TASK DIRECTIONS: Please count the lines in this listing that include the string "should", and give only the number.

Start of Block

PR #403, opened 2019-04-18
Regexp URLs should be anchored

bemoody:
URLs defined using 're_path' are not implicitly anchored; that is to say, re_path('foo', ...) will match any URL containing 'foo', not only the exact URL '/foo'.

In most if not all cases, this isn't what we want; so change all existing uses of re_path to use caret and dollar-sign at the start and end.


bemoody:
Follow-up to address a tangentially related issue: we should only redirect to a project if the project exists; otherwise we should show a 404.

tompollard:
good call, thanks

End of Block

TASK RESPONSE: 2